# Lenkrad verstauen



## sneJ12 (14. August 2004)

Hi Leute!
Ich hab vor mir ein Lenkrad zu holen, aber naja, ich überlege wo ich das dann immer wegpacken soll. Denn ich hab da jetzt nicht soviel platz, dass ich das da lassen kann.

Wo packt ihr euer Lenkrad hin?
Oder packt ihr euer überhaupt nicht weg?


mfg Jens


----------



## BEAST (14. August 2004)

Also ich leg meins immer aufs bett... und wenn ich schlafen will leg ichs auf den boden vorm PC.... und wenn ich an den PC will leg ichs wieder aufs bett.... usw....


----------



## Gender-Bender (16. August 2004)

BEAST am 14.08.2004 11:07 schrieb:
			
		

> Also ich leg meins immer aufs bett... und wenn ich schlafen will leg ichs auf den boden vorm PC.... und wenn ich an den PC will leg ichs wieder aufs bett.... usw....

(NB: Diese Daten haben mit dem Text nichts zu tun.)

PR #979, opened 2021-04-19
admin: Fail connections when HTTP detection fails

olix0r:
fce8c4ae updated the admin server to try to handle connections that fail
HTTP detection. The intent of this was to handle connections that
don't emit any HTTP request within the first few seconds of the
connection. However, we also try to handle connections on which we have
read data and affirmatively indicated that the connection is not HTTP.
These connections manifest with errors about an invalid HTTP method,
which can be ambiguous to users.

This change handles this latter case explicitly with an error that
describes the client so that users have better diagnostics without
having to enable debug logging.


kleimkuhler (approved):
👍

PR #980, opened 2021-04-19
reduce error boilerplate with `thiserror`

hawkw:
The [`thiserror` crate][1] provides a `#[derive(Error)]` macro that can be
used to generate `std::error::Error` implementations. Using this results
in significantly less boilerplate required by most of the error types in
the proxy, replacing almost all of the manual `Error` implementations.

There were a few cases where the `Error` impl either required complex
formatting logic (it has a conditional in it), or complex `source` logic
(the `Arc`ed `SharedError` type). I left these alone, but was able to
replace every other manual implementation of `std::error::Error`.

No functional change. :)

[1]: https://github.com/dtolnay/thiserror#deriveerror


linkerd/addr/Cargo.toml
```diff
@@ -9,3 +9,4 @@ publish = false
 [dependencies]
 http = "0.2"
 linkerd-dns-name = { path = "../dns/name" }
+thiserror = "1.0"
```
olix0r, line 12: nit

```suggestion
thiserror = "1.0"
```

linkerd/dns/name/Cargo.toml
```diff
@@ -9,3 +9,4 @@ publish = false
 [dependencies]
 webpki = "0.21"
 untrusted = "0.7"
+thiserror = "1.0"
```
olix0r, line 12: nit: sort?

linkerd/dns/src/lib.rs
```diff
@@ -22,7 +23,8 @@ pub trait ConfigureResolver {
     fn configure_resolver(&self, _: &mut ResolverOpts);
 }
 
-#[derive(Debug, Clone)]
+#[derive(Debug, Clone, Error)]
+#[error("Invalid SRV record {:?}", self.0)]
```
olix0r, line 27: we've used lowercase elsewhere, mostly
```suggestion
#[error("invalid SRV record {:?}", self.0)]
```

olix0r (approved):

kleimkuhler (approved):
👍

PR #984, opened 2021-04-21
Commit lock files for fuzzers

olix0r:
This change adds fuzz crate lock files to the repo so that
fuzz tests can't regress based on changes in crates.io. It
also removes the per-crate gitignore files by including all
ignored targets in the top-level gitignore.

Finally, we add a CI task to try to build all fuzzers. As this
depends on rust nightly, it will not be a required check.


hawkw:
> It also removes the per-crate gitignore files by including all
> ignored targets in the top-level gitignore.

FWIW, the per-crate gitignores are automatically generated by `cargo fuzz init` per https://github.com/linkerd/linkerd2-proxy/pull/961#discussion_r605507742, so if we generate more fuzz crates that way, we'll have to remember to remove them. Not a big deal.

.github/workflows/rust.yml
```diff
@@ -53,6 +53,19 @@ jobs:
...
+    runs-on: ubuntu-latest
+    container:
+      image: docker://rust:1.49.0-buster
+    steps:
+      - uses: actions/checkout@v2
+      - run: rustup toolchain add nightly
+      - run: cargo install cargo-fuzz
+      # Iterate through all fuzz crates to ensure each compiles indpendently.
+      - run: for d in $(find . -name fuzz | sort -r) ; do echo "# $d" ; (cd $d ; cargo +nightly fuzz build) ; done
+      - run: git diff-index --quiet HEAD # Error if the repo isn't clean (i.e. because lockfiles were modified).
```
hawkw, line 67: could we also use `cargo build --locked here?

.github/workflows/rust.yml
```diff
@@ -53,6 +53,19 @@ jobs:
...
+    timeout-minutes: 20
+    runs-on: ubuntu-latest
+    container:
+      image: docker://rust:1.49.0-buster
+    steps:
+      - uses: actions/checkout@v2
+      - run: rustup toolchain add nightly
+      - run: cargo install cargo-fuzz
+      # Iterate through all fuzz crates to ensure each compiles indpendently.
+      - run: for d in $(find . -name fuzz | sort -r) ; do echo "# $d" ; (cd $d ; cargo +nightly fuzz build) ; done
```
hawkw, line 66: does this need `--features fuzzing` to work?

linkerd/dns/Cargo.toml
```diff
@@ -16,6 +16,6 @@ tokio = { version = "1", features = ["rt", "sync", "time"] }
 pin-project = "1"
 
 [dependencies.trust-dns-resolver]
-version = "0.20.0"
+version = "=0.20.1"
```
hawkw, line 19: Would be nice to be able to remove this...maybe worth a comment about what upstream changes we are waiting on before we can remove the `=`?

hawkw (approved):
lgtm, thanks for the lockfile fix! i had a couple comments.

.github/workflows/rust.yml
olix0r: On closer inspection, we don't actually need this feature at all. I've removed the features and we now rely on `cfg(fuzzing)` gates instead (which also prevents fuzzing deps from being pulled in when running `cargo check`

hawkw: Great --- I wasn't entirely sure why there was both a feature flag and a cfg!

.github/workflows/rust.yml
olix0r: I'm not sure but I don't think so, due to cfg gates on dependencies.

PR #986, opened 2021-04-21
fuzz: don't panic when the proxy closes the conn

hawkw:
Currently, the inbound HTTP fuzz tests are failing. This is because they
reuse the test-support code for making an HTTP request to a proxy stack
and running the futures necessary to drive that request in the
background. This code currently unwraps both the `JoinHandle`s of the
spawned tasks (which would be `Err` if the task panicked) _and_ the
returned `Result` from those `JoinHandle`s (which is an `Err` if the
`Service::call` future returned an error, or if the client returned an
error). If the future completes with an error, then the proxy simply
tears down the connection.

In the integration tests, we currently `expect` _both_ of these
`Results` --- since the inputs are valid, we want to assert the proxy
doesn't return an error incorrectly. However, the fuzz tests can and
will generate malformed HTTP requests, and in this case, the proxy will
reject those requests by returning an error and closing the connection.
This is *not* incorrect behavior. Instead, we want to ensure that the
proxy doesn't panic in the face of potentially malformed requests.

This branch changes the test-support HTTP code to return the `Result` of
serving a request, and unwrap it in the integration tests rather than in
the support code. The fuzz logic is updated to simply log errors
returned here, since returning an error is expected behavior when we
receive invalid inputs.

If we wanted to be _really_ fancy, a potential follow-up would be to
extend the fuzz logic to determine whether or not a fuzz spec should
result in an error, and assert that errors are only returned for invalid
requests...but, doing this without using any of the code that's being
exercised in the fuzz test (e.g. all of `hyper`'s request parsing etc)
would be a _lot_ of work...

Depends on #985


linkerd/app/test/src/http_util.rs
```diff
@@ -93,11 +93,15 @@ where
...
+        let proxy = async move { proxy.await.expect("proxy background task panicked") };
+        let client_bg = async move { client_bg.await.expect("client background task panicked") };
+        let res = tokio::join! {
             proxy,
             client_bg,
         };
-        res.unwrap();
+        res.0?;
+        res.1?;
+        Ok(())
```
olix0r, line 104: what's going on here? given that these are join handles, why do we need to stash these in async closures and use join? I think this can be:

```suggestion
         proxy
             .await
             .expect("proxy task panicked")
             .await?;
         client_bg
             .await
             .expect("client task panicked")
             .await?;
         Ok(())
```

olix0r (approved):

linkerd/app/test/src/http_util.rs
hawkw: IIRC, I used `join` ages ago because I wasn't sure which task would complete first, and I didn't want it to hang...awaiting them in sequence is probably fine. They're just `JoinHandle<Result<...>>`, though, not `JoinHandle<impl Future<...>>`, so the second `await` in your example isn't necessary.

hawkw: ...i guess they're spawned so it doesn't actually matter.

olix0r: Updated the suggestion to have a single await

hawkw: yeah, i checked and it turns out i was totally overthinking it whenever it was that i wrote this originally, the join is completely unnecessary.

PR #987, opened 2021-04-22
[WIP] let the gateway crate define its own stack targets

hawkw:
This is a draft because it needs a lot of cleanup, but it works!


hawkw:
Closing this as it has gotten quite stale.

PR #988, opened 2021-04-23
outbound: fix profile endpoint overrides

hawkw:
PR #963 introduced a bug where, when a service profile contains an
endpoint override but no logical address, the proxy would ignore the
overridden endpoint. This is because the `unwrap_logical` layer checked
for the existence of the profile's logical address, as the `Logical`
target type has been changed to require a logical address. This means
that we would skip the logical stack correctly for endpoint overrides,
but would forward to the original destination address *without* honoring
the overridden address or any metadata provided by the profile. This bug
was detected by the control plane integration tests in the
linkerd/linkerd2 repo.

This branch fixes this by introducing a new stack for endpoint
overrides, which is now pushed *before* the `unwrap_logical` layer. Now,
we will first check if a profile with an endpoint override was
discovered, and if one was, we will build a stack for forwarding to that
endpoint, bypassing the logical stack. If there wasn't an endpoint
override, we will check if there is a profile, and build either a
logical stack or a direct endpoint stack. This required some
restructuring of the existing stacks.

I've also added new tests for profile endpoint overrides, with and
without logical addresses in the profile. This includes HTTP *and* TCP
stack tests, and the tests without logical overrides all fail prior to
this change. While I was working on wiring up these tests, I noticed
that the current stack tests all build their own custom server stacks,
rather than using the `Outbound::into_server` function. This means any
changes to the overall structure of the outbound stack *also* requires
updating the tests to match...so even after fixing the bug, the tests
continued to fail until the test stacks were changed to match the actual
ones. Rather than continuing to manually keep these in sync, I did some
additional refactoring to allow the tests to just call
`Outbound::into_server`, passing in HTTP and TCP endpoint stacks. Now,
the overall stack structure that is actually built in a real proxy is
always used in the tests without having to keep them in sync manually.

I think in a follow-up we may be able to remove additional logic for
handling endpoint overrides from the logical stack. However, I didn't
remove this code in this branch because I believe it's used by the
gateway and ingress code. I'll do some additional refactors in a
follow-up PR.

### DIFF
--- a/linkerd/app/outbound/src/endpoint.rs
+++ b/linkerd/app/outbound/src/endpoint.rs
@@ -1,15 +1,16 @@
 use crate::{
-    logical::{Concrete, Logical},
+    http::SkipHttpDetection,
+    logical::{Concrete, Logical, LogicalAddr},
     tcp::opaque_transport,
     Accept, Outbound,
 };
 use linkerd_app_core::{
-    metrics,
+    metrics, profiles,
     proxy::{api_resolve::Metadata, http, resolve::map_endpoint::MapEndpoint},
     svc::{self, Param},
     tls,
     transport::{self, Remote, ServerAddr},
-    transport_header, Addr, Conditional,
+    transport_header, Addr, Conditional, Error,
 };
 use std::net::SocketAddr;
 
@@ -22,10 +23,22 @@ pub struct Endpoint<P> {
     pub protocol: P,
 }
 
+/// An endpoint from a profile endpoint override.
+///
+/// This has to be a type, rather than a tuple, so that we can implement
+/// `Param<SkipHttpDetection>` for it.
+#[derive(Clone, Debug)]
+pub struct ProfileOverride<P> {
+    endpoint: Endpoint<P>,
+    profile: profiles::Receiver,
+}
+
 #[derive(Copy, Clone)]
 pub struct FromMetadata {
     pub identity_disabled: bool,
 }
+
+pub type OrOverride<S, E> = svc::stack::ResultService<svc::Either<S, E>>;
 
 impl<E> Outbound<E> {
     pub fn push_into_endpoint<P, T>(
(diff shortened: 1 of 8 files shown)


linkerd/app/outbound/src/endpoint.rs
```diff
@@ -54,6 +66,72 @@ impl<E> Outbound<E> {
...
+                        addr: Remote(ServerAddr(addr)),
+                        tls,
+                        metadata,
+                        logical_addr,
+                        protocol: (),
+                    };
+                    let opaque_protocol = profile.opaque_protocol;
+                    return Ok(svc::Either::B(ProfileOverride { endpoint, opaque_protocol }));
+                }
+            };
```
kleimkuhler, line 124: It looks like formatting for this is a little off. Also I don't think the last bracket here needs the `;` after it.

linkerd/app/outbound/src/http/tests.rs
```diff
@@ -448,6 +459,78 @@ async fn active_stacks_dont_idle_out() {
         .expect("proxy background task failed");
 }
 
+mod profile_endpoint_override {
+    use super::*;
+
+    async fn test_endpoint_override(profile: profile::Profile) {
+        // Tests that when a profile is resolved with no logical name, but an
+        // endpoint override, the endpoint override is honored.`s`
```
kleimkuhler, line 467: If if there is a logical name, as long as `endpoint` is populated we honor that right?

kleimkuhler (commented):
Aside from formatting looked a little odd in one place this looks good.

linkerd/app/outbound/src/endpoint.rs
hawkw, line 124: @olix0r as a follow-up, i'm thinking about also rolling this logic into this layer: https://github.com/linkerd/linkerd2-proxy/blob/94c7796351de6a7dc3ec6740e60a355719c37ecd/linkerd/app/outbound/src/logical.rs#L111-L114

wdyt? that way, all the "skip logical and go directly to the endpoint" logic is encapsulated in two places (this, and the "no profile" layer).

linkerd/app/outbound/src/lib.rs
```diff
@@ -129,49 +129,111 @@ impl<S> Outbound<S> {
         P::Error: Send,
         I: io::AsyncRead + io::AsyncWrite + io::PeerAddr + std::fmt::Debug + Send + Unpin + 'static,
     {
+        let tcp_endpoint = self.clone().push_tcp_endpoint().into_inner();
+        let http_endpoint = self.clone().push_tcp_endpoint().into_inner();
```
olix0r, line 133: the `http_endpoint` doesn't actually `push_http_endpoint`? Shouldn't it? If not, do we really need to pass two of these to `into_server_with`?

Why is this necessary? There's a _lot_ of type boilerplate for this split. Why?

hawkw: This is for tests — it's in order to allow us to configure the proxy with two separate endpoint stacks, one which is used for HTTP and another which is used for TCP forwards. This allows us to e.g. fail the HTTP tests if a connection is treated as raw TCP when it shouldn't be. 

Previously, the tests did this by just duplicating the code from `Outbound::into_server`. I wanted to change this so that there wasn't this duplication that has to be kept in sync — in particular, it was very easy to add new layers or change the structure of the stack built in `into_server`, but neglect to change the tests. Some of the test code had already silently become out of sync and wasn't testing a representative proxy, so rather than update the duplicated stacks, I thought it was better to just change `into_server` so that the tests could use it.

PR #991, opened 2021-04-28
outbound: Make the Endpoint::logical_addr field optional

olix0r:
The `outbound::Endpoint::logical_addr` field must currently _always_ be
set, even when it just duplicates the endpoint's target address and
there is no "logical" address.

This change makes this field optional and changes its type to require a
`LogicalAddr` (as returned by a profile lookup).

As a result of this, the `authority` endpoint metrics label is now only
set when a logical address is present.


hawkw (approved):
lgtm!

Ich lege es immer neben den PC, so können PC und Lenkrad sich unterhalten und evtl kleine PCs und Lenkräder machen. ;9


----------



## BallzOfSteel (16. August 2004)

Meins kommt ganz klassisch in den Schrank neben dem PC. Das Rad wird nach unten gelegt, die Pedale daneben an die Rückwand gelehnt 

MfG


----------



## BEAST (16. August 2004)

BallzOfSteel am 16.08.2004 12:48 schrieb:
			
		

> Meins kommt ganz klassisch in den Schrank neben dem PC. Das Rad wird nach unten gelegt, die Pedale daneben an die Rückwand gelehnt
> 
> MfG



Die Pedale lass ich immer unterm schreibtisch... ist mir zu doof das ganze immer hervorzulupfen... zudem würden die überall anders wichtigen platz "verschwenden"


----------



## BallzOfSteel (16. August 2004)

BEAST am 16.08.2004 12:52 schrieb:
			
		

> BallzOfSteel am 16.08.2004 12:48 schrieb:
> 
> 
> 
> ...



Ja, sicher. Kommt bei mir auch darauf an ob ich es bald wieder benutzen will oder nicht. Ist momentan nich der Fall also aus den Augen damit  

Sonst lass ich sie auch unterm Tisch, aber hab halt noch ne fetten Subwoofer da stehn, da wird der Platz schon ein bisschen eng.

MfG


----------